PR #1157, opened 2024-04-05
Remove legacy struct providers

comius:
Legacy struct providers have been deprecated by Bazel. Replacing them with modern providers, will make it possible to simplify and remove legacy handling from Bazel.

More info on: https://bazel.build/extending/rules#migrating_from_legacy_providers
Issue: https://github.com/bazelbuild/bazel/issues/19467

### DIFF
--- a/kotlin/internal/jvm/impl.bzl
+++ b/kotlin/internal/jvm/impl.bzl
@@ -41,25 +41,22 @@ def _make_providers(ctx, providers, transitive_files = depset(order = "default")
     files = [ctx.outputs.jar]
     if providers.java.outputs.jdeps:
         files.append(providers.java.outputs.jdeps)
-    return struct(
-        kt = providers.kt,
-        providers = [
-            providers.java,
-            providers.kt,
-            providers.instrumented_files,
-            DefaultInfo(
-                files = depset(files),
-                runfiles = ctx.runfiles(
-                    # explicitly include data files, otherwise they appear to be missing
-                    files = ctx.files.data,
-                    transitive_files = transitive_files,
-                    # continue to use collect_default until proper transitive data collecting is
-                    # implmented.
-                    collect_default = True,
-                ),
+    return [
+        providers.java,
+        providers.kt,
+        providers.instrumented_files,
+        DefaultInfo(
+            files = depset(files),
+            runfiles = ctx.runfiles(
+                # explicitly include data files, otherwise they appear to be missing
+                files = ctx.files.data,
+                transitive_files = transitive_files,
+                # continue to use collect_default until proper transitive data collecting is
+                # implmented.
+                collect_default = True,
             ),
-        ] + list(additional_providers),
-    )
+        ),
+    ] + list(additional_providers)
 
 def _write_launcher_action(ctx, rjars, main_class, jvm_flags):
     """Macro that writes out a launcher script shell script.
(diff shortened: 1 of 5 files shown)


comius:
This is not yet complete cleanup, because rules_kotlin depend on an old release containing .bzl code. To do the full cleanup, this needs to be released, version repinned and then released again.

The change was tested by running tests with `--incompatible_disallow_struct_provider_syntax`

kotlin/internal/jvm/impl.bzl
```diff
@@ -41,25 +41,22 @@ def _make_providers(ctx, providers, transitive_files = depset(order = "default")
     files = [ctx.outputs.jar]
     if providers.java.outputs.jdeps:
         files.append(providers.java.outputs.jdeps)
-    return struct(
-        kt = providers.kt,
```
Bencodes, line 45: I think this is going to cause issues in the intellij plugin where it looks for this specific field. Example:
- https://github.com/bazelbuild/intellij/blob/master/aspect/intellij_info_impl.bzl#L569-L570
- https://github.com/bazelbuild/intellij/blob/master/aspect/intellij_info_impl.bzl#L1024-L1025

comius: You're correct, this would cause issues to IntelliJ integration. Struct providers have been deprecated for a long time, and this is one of the very last uses that I detected on Bazel downstream tests. (There are other failures, but mostly due to the use of old versions of other dependencies).

IntelliJ aspect was also until recently using a struct provider for Android rules, that was removed recently. I'll procure a fix for IntelliJ/Kotlin integration. Do you think we should block this PR until that is released?

I'd really like to flip the flag in Bazel @head to disable struct providers and we're now in the tail of the tail of cleaning up the uses.

Bencodes: > IntelliJ aspect was also until recently using a struct provider for Android rules, that was removed recently. I'll procure a fix for IntelliJ/Kotlin integration. Do you think we should block this PR until that is released?

I'm all for merging this as long as there is a plan in place to fix the Intellij side that they are bought into merging. It would be unfortunate if we drop the struct here and then the Intellij team doesn't merge a similar fix, leaving Kotlin users in limbo.

comius: There's another problem. I started looking how to fix Intellij. rules_kotlin is using KtJvmInfo here. However, the provider is only exposed through @rules_kotlin//kotlin/internal:defs.bzl. Is it ok to depend on that in IntelliJ, or should we first move it to a more public location?

I also wonder why couldn't IntelliJ use just JavaInfo provider. It seems that there's less information in there than in KtJvmInfo (https://github.com/bazelbuild/intellij/pull/1202). But using JavaInfo would mean nothing needs to be changed in IntelliJ. Maybe we can put more information there?

cc @jin

Bencodes: There might be some logic that depends on knowing that a target is a "kotlin" in order to enable some Kotlin specific features inside Intellij. I believe this is also the case for Android targets.

If that's not true then in theory it should be fine to just check that final `JavaInfo` provider. I'd defer to the Intellij team for these questions though since they wrote and maintain the Kotlin integration in the aswb/ijwb plugins.

jin: It's been a while since I looked at this, so memory's bit hazy.

Just by skimming the code, ISTM that as long as we can provide IntelliJ [here](https://github.com/bazelbuild/intellij/blob/master/aspect/intellij_info_impl.bzl#L1024-L1025) with a "marker provider" about a target's Kotlin-ness, then consolidate on `JavaInfo` on everything else, things should continue to work?

comius: Ok, what I figured out is that JavaInfo already provides all the information needed.  This was done through the years with improvements to Java compilation process. (Change that made it seems to be https://github.com/bazelbuild/rules_kotlin/commit/2be75c0151b05a4ac1b17ee509e9d7737c8ccc67)

For the toolchains part, a way to expose it to IntelliJ is via _toolchain attribute. As far as I researched, it's not used by Android dexer. So I replaced it with Kotlin toolchain, which provides language informatin. We are doing exactly the same thing internally.

To support reading in IntelliJ I prepared:
https://github.com/bazelbuild/intellij/pull/6394
(the IntelliJ plugin CI is ATM broken because of a different change)

comius: https://github.com/bazelbuild/intellij/pull/6394 was merged.

@Bencodes friendly ping

Bencodes (approved):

> Task requirements: Would you copy out exactly the lines above that start at the one containing "I'm all for" and end at the one containing "comius: Ok, what", inclusive?

> The answer:
I'm all for merging this as long as there is a plan in place to fix the Intellij side that they are bought into merging. It would be unfortunate if we drop the struct here and then the Intellij team doesn't merge a similar fix, leaving Kotlin users in limbo.

comius: There's another problem. I started looking how to fix Intellij. rules_kotlin is using KtJvmInfo here. However, the provider is only exposed through @rules_kotlin//kotlin/internal:defs.bzl. Is it ok to depend on that in IntelliJ, or should we first move it to a more public location?

I also wonder why couldn't IntelliJ use just JavaInfo provider. It seems that there's less information in there than in KtJvmInfo (https://github.com/bazelbuild/intellij/pull/1202). But using JavaInfo would mean nothing needs to be changed in IntelliJ. Maybe we can put more information there?

cc @jin

Bencodes: There might be some logic that depends on knowing that a target is a "kotlin" in order to enable some Kotlin specific features inside Intellij. I believe this is also the case for Android targets.

If that's not true then in theory it should be fine to just check that final `JavaInfo` provider. I'd defer to the Intellij team for these questions though since they wrote and maintain the Kotlin integration in the aswb/ijwb plugins.

jin: It's been a while since I looked at this, so memory's bit hazy.

Just by skimming the code, ISTM that as long as we can provide IntelliJ [here](https://github.com/bazelbuild/intellij/blob/master/aspect/intellij_info_impl.bzl#L1024-L1025) with a "marker provider" about a target's Kotlin-ness, then consolidate on `JavaInfo` on everything else, things should continue to work?

comius: Ok, what I figured out is that JavaInfo already provides all the information needed.  This was done through the years with improvements to Java compilation process. (Change that made it seems to be https://github.com/bazelbuild/rules_kotlin/commit/2be75c0151b05a4ac1b17ee509e9d7737c8ccc67)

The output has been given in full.